1. Technical Field
The present disclosure relates to a column decoder for non-volatile memory devices, in particular of the phase-change type, to which the following treatment will make particular reference, without this implying any loss of generality.
2. Description of the Related Art
Non-volatile phase-change memories (PCMs) are known, wherein the characteristics of materials that have the property of switching between phases having different electrical characteristics are exploited for storing information. For example, these materials can switch between a disorderly amorphous phase and an orderly crystalline or polycrystalline phase, and the two phases are associated with resistivities of considerably different values, and consequently with a different value of a stored datum. For example, the elements of Group VI of the periodic table, such as tellurium (Te), selenium (Se), or antimonium (Sb), referred to as chalcogenides or chalcogenic materials, can be advantageously used for manufacturing phase-change memory cells. The phase changes are obtained by increasing locally the temperature of the cells of chalcogenic material, through resistive electrodes (generally known as heaters) set in contact with respective regions of chalcogenic material. Selection devices (for example, MOSFETs), are connected to the heaters, and enable passage of a programming electrical current through a respective heater; this electrical current, by the Joule effect, generates the temperatures necessary for the phase change. During reading, the state of the chalcogenic material is detected by applying a voltage that is sufficiently low as not to cause a marked heating, and then by reading the value of the current that flows in the cell. Since the current is proportional to the conductivity of the chalcogenic material, it is possible to determine in which state the material is, and hence determine the data stored in the memory cells.

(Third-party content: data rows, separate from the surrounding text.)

PR #1653, opened 2022-01-12
fix(security): prevent cross-site request forgery in the UI website

jkowalski:
This fixes a [cross-site request forgery (CSRF)](https://en.wikipedia.org/wiki/Cross-site_request_forgery)
vulnerability in self-hosted UI for Kopia server.

The vulnerability allows potential attacker to make unauthorized API calls against a running Kopia server. It requires an attacker to trick the user into visiting a malicious website while also logged into a Kopia website.

The vulnerability only affected self-hosted Kopia servers with UI. The following configurations were not vulnerable:

* Kopia Repository Server without UI
* KopiaUI (desktop app)
* command-line usage of `kopia`

All users are strongly recommended to upgrade at the earliest convenience.

### DIFF
--- a/cli/app.go
+++ b/cli/app.go
@@ -12,6 +12,7 @@ import (
 
 	"github.com/alecthomas/kingpin"
 	"github.com/fatih/color"
+	"github.com/gorilla/mux"
 	"github.com/mattn/go-colorable"
 	"github.com/pkg/errors"
 
@@ -425,21 +426,21 @@ func (c *App) maybeRepositoryAction(act func(ctx context.Context, rep repo.Repos
 			defer gather.DumpStats(ctx)
 
 			if c.metricsListenAddr != "" {
-				mux := http.NewServeMux()
-				if err := initPrometheus(mux); err != nil {
+				m := mux.NewRouter()
+				if err := initPrometheus(m); err != nil {
 					return errors.Wrap(err, "unable to initialize prometheus.")
 				}
 
 				if c.enablePProf {
-					mux.HandleFunc("/debug/pprof/", pprof.Index)
-					mux.HandleFunc("/debug/pprof/cmdline", pprof.Cmdline)
-					mux.HandleFunc("/debug/pprof/profile", pprof.Profile)
-					mux.HandleFunc("/debug/pprof/symbol", pprof.Symbol)
-					mux.HandleFunc("/debug/pprof/trace", pprof.Trace)
+					m.HandleFunc("/debug/pprof/", pprof.Index)
+					m.HandleFunc("/debug/pprof/cmdline", pprof.Cmdline)
+					m.HandleFunc("/debug/pprof/profile", pprof.Profile)
+					m.HandleFunc("/debug/pprof/symbol", pprof.Symbol)
+					m.HandleFunc("/debug/pprof/trace", pprof.Trace)
 				}
 
 				log(ctx).Infof("starting prometheus metrics on %v", c.metricsListenAddr)
-				go http.ListenAndServe(c.metricsListenAddr, mux) // nolint:errcheck
+				go http.ListenAndServe(c.metricsListenAddr, m) // nolint:errcheck
 			}
 
 			memtrack.Dump(ctx, "before openRepository")
--- a/cli/command_server_start.go
+++ b/cli/command_server_start.go
@@ -14,6 +14,7 @@ import (
 	"time"
 
 	"contrib.go.opencensus.io/exporter/prometheus"
+	"github.com/gorilla/mux"
 	"github.com/pkg/errors"
 	prom "github.com/prometheus/client_golang/prometheus"
 	"github.com/prometheus/client_golang/prometheus/collectors"
@@ -30,10 +31,11 @@ type commandServerStart struct {
 	co connectOptions
 
 	serverStartHTMLPath string
-	serverStartUI       bool
 
+	serverStartUI                  bool
 	serverStartLegacyRepositoryAPI bool
 	serverStartGRPC                bool
+	serverStartControlAPI          bool
 
 	serverStartRefreshInterval time.Duration
 	serverStartInsecure        bool
@@ -63,6 +65,8 @@ type commandServerStart struct {
 
 	logServerRequests bool
 
+	disableCSRFTokenChecks bool // disable CSRF token checks - used for development/debugging only
+
 	sf  serverFlags
 	svc advancedAppServices
 	out textOutput
@@ -75,6 +79,7 @@ func (c *commandServerStart) setup(svc advancedAppServices, parent commandParent
 
 	cmd.Flag("legacy-api", "Start the legacy server API").Default("true").BoolVar(&c.serverStartLegacyRepositoryAPI)
 	cmd.Flag("grpc", "Start the GRPC server").Default("true").BoolVar(&c.serverStartGRPC)
+	cmd.Flag("control-api", "Start the control API").Default("true").BoolVar(&c.serverStartControlAPI)
 
 	cmd.Flag("refresh-interval", "Frequency for refreshing repository status").Default("300s").DurationVar(&c.serverStartRefreshInterval)
 	cmd.Flag("insecure", "Allow insecure configurations (do not use in production)").Hidden().BoolVar(&c.serverStartInsecure)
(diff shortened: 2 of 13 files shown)


cli/command_server_start.go
```diff
@@ -222,7 +222,29 @@ func (c *commandServerStart) run(ctx context.Context, rep repo.Repository) error
...
+		srv.SetupControlAPIHandlers(m)
+	}
+
+	if c.serverStartUI {
+		if c.serverStartHTMLPath != "" {
+			srv.ServeStaticFiles(m, http.Dir(c.serverStartHTMLPath))
+		} else {
+			srv.ServeStaticFiles(m, server.AssetFile())
+		}
+	}
```
julio-lopez, line 244: Any reason for not including this block in the first `if c.serverStartUI {` above?
Are there any implicit dependencies?

julio-lopez (commented):
@Shrekster should take a look.

internal/server/server_authz_checks.go
```diff
@@ -2,16 +2,66 @@ package server
...
 	"net/http"
 
 	"github.com/kopia/kopia/internal/auth"
 )
 
+const kopiaSessionCookie = "Kopia-Session-Cookie"
+
+func (s *Server) generateCSRFToken(sessionID string) string {
+	h := hmac.New(sha256.New, s.authCookieSigningKey)
+	io.WriteString(h, sessionID) //nolint:errcheck
```
Shrekster, line 19: nit; better to panic-on-err if you believe that is an impossible edge / would indicate memory issues. there is nothing productive to be done when that'd happen.

```suggestion
	if _, err := io.WriteString(h, sessionID); err != nil {
	    panic("io.WriteString() failed: " + err.Error())
	}
```

internal/server/server_authz_checks.go
```diff
@@ -2,16 +2,66 @@ package server
...
+
+	ctx := r.Context()
+	path := r.URL.Path
+
+	sessionCookie, err := r.Cookie(kopiaSessionCookie)
+	if err != nil {
+		log(ctx).Warnf("missing or invalid session cookie for %v", path)
+
+		return false
+	}
```
Shrekster, line 37: nit; It does simplify a few things if `validateCSRFToken` returns a boolean always. However, in this particular scenario it'll eat some precious debugging information when systems are under load/memory-pressure.

I'd be desirable if `validateCSRFToken` returns false only for `ErrNoCookie`. For anything else `validateCSRFToken` should probably wrap the error with some context and return it along with `false`.

internal/server/server_authz_checks.go
```diff
@@ -2,16 +2,66 @@ package server
...
+	if s.options.DisableCSRFTokenChecks {
+		return true
+	}
+
+	ctx := r.Context()
+	path := r.URL.Path
+
+	sessionCookie, err := r.Cookie(kopiaSessionCookie)
+	if err != nil {
+		log(ctx).Warnf("missing or invalid session cookie for %v", path)
```
Shrekster, line 34: Best to also include the error in the log.

```suggestion
		log(ctx).Warnf("missing or invalid session cookie for %v: %v", path, err)
```

internal/server/server_authz_checks.go
```diff
@@ -2,16 +2,66 @@ package server
...
+
+		return false
+	}
+
+	validToken := s.generateCSRFToken(sessionCookie.Value)
+
+	token := r.Header.Get("X-Kopia-Csrf-Token")
```
Shrekster, line 41: `X-Kopia-Csrf-Token` is a good candidate to be a const

cli/app.go
```diff
@@ -425,21 +426,21 @@ func (c *App) maybeRepositoryAction(act func(ctx context.Context, rep repo.Repos
...
-					mux.HandleFunc("/debug/pprof/", pprof.Index)
-					mux.HandleFunc("/debug/pprof/cmdline", pprof.Cmdline)
-					mux.HandleFunc("/debug/pprof/profile", pprof.Profile)
-					mux.HandleFunc("/debug/pprof/symbol", pprof.Symbol)
-					mux.HandleFunc("/debug/pprof/trace", pprof.Trace)
+					m.HandleFunc("/debug/pprof/", pprof.Index)
+					m.HandleFunc("/debug/pprof/cmdline", pprof.Cmdline)
+					m.HandleFunc("/debug/pprof/profile", pprof.Profile)
+					m.HandleFunc("/debug/pprof/symbol", pprof.Symbol)
+					m.HandleFunc("/debug/pprof/trace", pprof.Trace)
```
Shrekster, line 439: nit; Probably should also specify the methods allowed for additional validation, for example:

```
m.HandleFunc("/debug/pprof/symbol", pprof.Symbol).Methods("GET", "POST")
```

cli/app.go
```diff
@@ -425,21 +426,21 @@ func (c *App) maybeRepositoryAction(act func(ctx context.Context, rep repo.Repos
...
 					return errors.Wrap(err, "unable to initialize prometheus.")
 				}
 
 				if c.enablePProf {
-					mux.HandleFunc("/debug/pprof/", pprof.Index)
-					mux.HandleFunc("/debug/pprof/cmdline", pprof.Cmdline)
-					mux.HandleFunc("/debug/pprof/profile", pprof.Profile)
-					mux.HandleFunc("/debug/pprof/symbol", pprof.Symbol)
-					mux.HandleFunc("/debug/pprof/trace", pprof.Trace)
+					m.HandleFunc("/debug/pprof/", pprof.Index)
```
Shrekster, line 435: nit; might be slightly cleaner to create sub-router for pprof:

```go
pr := m.PathPrefix("/debug/pprof").
	Methods("POST", "GET").
	Schemes("http", "https").
	Subrouter()
pr.HandleFunc("/", pprof.Index)
pr.HandleFunc("/cmdline", pprof.Cmdline)
pr.HandleFunc("/profile", pprof.Profile)
pr.HandleFunc("/symbol", pprof.Symbol)
pr.HandleFunc("/trace", pprof.Trace)
```

cli/command_server_start.go
```diff
@@ -104,6 +109,7 @@ func (c *commandServerStart) setup(svc advancedAppServices, parent commandParent
 	cmd.Flag("ui-preferences-file", "Path to JSON file storing UI preferences").StringVar(&c.uiPreferencesFile)
 
 	cmd.Flag("log-server-requests", "Log server requests").Hidden().BoolVar(&c.logServerRequests)
+	cmd.Flag("disable-csrf-token-checks", "Disable CSRF token").Hidden().BoolVar(&c.disableCSRFTokenChecks)
```
Shrekster, line 112: Wondering which approach would be better: "disabling CSRF checks in tests" vs "test-api to generate a CSRF token" for the test calls to the server ?

Right now it seems disabling is okay. Will think more about this ...

internal/server/server_authz_checks.go
jkowalski: I don't see why this matters, CSRF token that is missing, malformed or invalid should have the same effect, right?

cli/app.go
jkowalski: this is the default and I would expect built-in handlers to take care of validation if they don't handle some particular method.

cli/app.go
jkowalski: in my opinion it's easier to code-search for those strings if they are explicit and not mangled. For the same reason I use "/api/v1" prefix explicitly everywhere.

cli/command_server_start.go
jkowalski: Disabling is only used when developing the UI in a dev server using a proxy, so very rare.

internal/server/server_authz_checks.go
jkowalski: done

internal/server/server_authz_checks.go
jkowalski: done

internal/server/server_authz_checks.go
jkowalski: done

cli/command_server_start.go
jkowalski: no reason, done.

Shrekster (approved):
LGTM

cli/app.go
Shrekster: fair enough

internal/server/server_authz_checks.go
Shrekster: missing would throw `ErrNoCookie`

malformed / invalid would be something we probably should try not to return a boolean for, that in my head is indicative of a third state which can be "I don't know".

not a deal breaker though, so please don't block on this comment

PR #1654, opened 2022-01-12
feat(providers): expand PutBlob API to allow for idempotent puts

adowair:
Today, executing a PutBlob operation will always overwrite a blob if it exists. It would be helpful for some customer workflows to be able to write blobs only if they don't exist (i.e. don't overwrite/recreate blobs). This PR expands the PutBlob API with an additional option `DoNotRecreate`, which toggles this feature. Note that not all backends support idempotent creates, so this PR also implements error logic to rejects such PutBlobs if they can't be executed.

### DIFF
--- a/internal/providervalidation/providervalidation.go
+++ b/internal/providervalidation/providervalidation.go
@@ -31,18 +31,21 @@ type Options struct {
 	NumGetMetadataWorkers int
 	NumListBlobsWorkers   int
 	MaxBlobLength         int
+
+	SupportIdempotentCreates bool
 }
 
 // DefaultOptions is the default set of options.
 // nolint:gomnd,gochecknoglobals
 var DefaultOptions = Options{
-	MaxClockDrift:           3 * time.Minute,
-	ConcurrencyTestDuration: 30 * time.Second,
-	NumPutBlobWorkers:       3,
-	NumGetBlobWorkers:       3,
-	NumGetMetadataWorkers:   3,
-	NumListBlobsWorkers:     3,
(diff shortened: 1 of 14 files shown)


internal/providervalidation/providervalidation.go
```diff
@@ -183,6 +186,15 @@ func ValidateProvider(ctx context.Context, st blob.Storage, opt Options) error {
 		return errors.Wrap(err, "error validating concurrency")
 	}
 
+	log(ctx).Infof("Validating blob recreation...")
+
+	if !opt.SupportIdempotentCreates {
+		err := st.PutBlob(ctx, "dummy_id", gather.FromSlice([]byte{99}), blob.PutOptions{DoNotRecreate: true})
+		if err == nil {
```
jkowalski, line 193: can we introduce and expect `ErrUnsupportedPutBlobOption` here?

jkowalski:
Is this only going to work for GCS? What about S3-like providers?

Shrekster:
> Is this only going to work for GCS? What about S3-like providers?

Currently only GCS, yes. If/When S3 has support for write-once then we can extend.

internal/providervalidation/providervalidation.go
adowair: Yes, thanks for the suggestion @jkowalski. Added this new type new and old opts.

jkowalski (approved):

adowair:
Thank you @jkowalski, I will also investigate other storage providers and add support in future PRs as is possible.

PR #1656, opened 2022-01-14
feat(ui): embed version info in index.html

jkowalski:


ledeuns:
If `BuildVersion` is not set, UI will display `vv0-unofficial`. Note the double 'v'. I don't know if you should remove the 'v' in the default `BuildVersion` value or remove the 'v' from the UI.

PR #1667, opened 2022-01-16
Use gpg instead of apt-key

jorgenman:
Use gpg to install signing key. `apt-key` is deprecated and will be removed after Ubuntu 22.04.


jkowalski:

In a known manner, non-volatile memories include an array of memory cells organized in rows (wordlines) and columns (bitlines). Each memory cell is formed, in the case of PCMs, by a phase-change memory element and by a selector transistor, connected in series. A column decoder and a row decoder, on the basis of logic address signals received at input and more or less complex decoding schemes, enable selection of the memory cells, and in particular of the corresponding wordlines and bitlines each time addressed.
The column decoder comprises a plurality of analog selection switches (made by transistors), which receive on their respective control terminals the address signals. The selection switches are organized according to a tree structure in hierarchical levels, and their number in each hierarchical level is linked to the organization and to the size of the memory array. The selection switches, when enabled, allow the selected bitline to be brought to a definite value of voltage and/or current, according to the operations that it is desired to implement. In particular, a current path is created between a programming stage or a reading stage and the bitline selected. The current path is defined by the series of a certain number of selection switches, and is the same (within the memory array) both for the programming stage and for the reading stage. In particular, upstream of the current path, a selector is generally provided for associating the path alternatively with the programming stage or with the reading stage. Generally, the bitline-biasing voltages for reading operations are generated inside sense amplifiers used for reading the data in the reading stage, whilst the bitline-biasing voltages for writing operations are generated inside purposely provided programming drivers in the programming stage. In a known manner, the sense amplifiers carry out reading of the data stored in the memory cells, comparing the current that flows in the memory cell selected (or an electrical quantity correlated thereto) with a reference current that flows in a reference cell having known contents.
In the specific case of PCMs, in order to carry out reading, voltages of a very low value (for example, between 300 mV and 600 mV) and currents of a standard value (for example, in the region of 10-20 μA) are used, whilst for carrying out writing, voltages of a markedly higher value (for example, approximately 2 V higher than the voltage used for the reading operations) and high currents (for example, in the region of 600 μA) are used; also used, during reading, is a fast settling in the column coding.
In a known manner, in flash memories of a NOR type, the selection switches are usually implemented with high-voltage (HV) NMOS transistors, capable of withstanding both the reading voltages and the programming voltages (see, for example: “A 1.8V 64 Mb 100 MHz Flexible Read While Write Flash Memory”, ISSCC 2001, Session 2—Non-Volatile Memories). This choice enables a greater circuit simplicity (no substrate to be biased) and a saving in the area occupation. In PCMs the use of CMOS switches has also been proposed (see, for example: “A 0.1 μm 1.8V 256 Mb Phase-Change Random Access Memory (PRAM) With 66 MHz Synchronous Burst-Read Operation”, Sangbeon Kang et al., IEEE JSSC, Vol. 42, No. 1, January 2007).
Both of the solutions have disadvantages: a decoding implemented completely with NMOS switches uses high voltages for driving the switches during the programming phase, on account of the body effect on the switches, whilst the approach with CMOS switches entails a greater area occupation.
In addition, in the column decoder described previously the effective voltage on the bitlines is affected by a series of factors that are not foreseeable: process variations in the manufacturing of the selection switches connected in series along the read/write path, and the consequent variation in the voltage drops on these selection switches; temperature variations; the current used by the memory cell; and variations of the read/write biasing voltage. Consequently, fluctuations can arise on the bitline voltage, and may possibly cause errors in the read/write operations.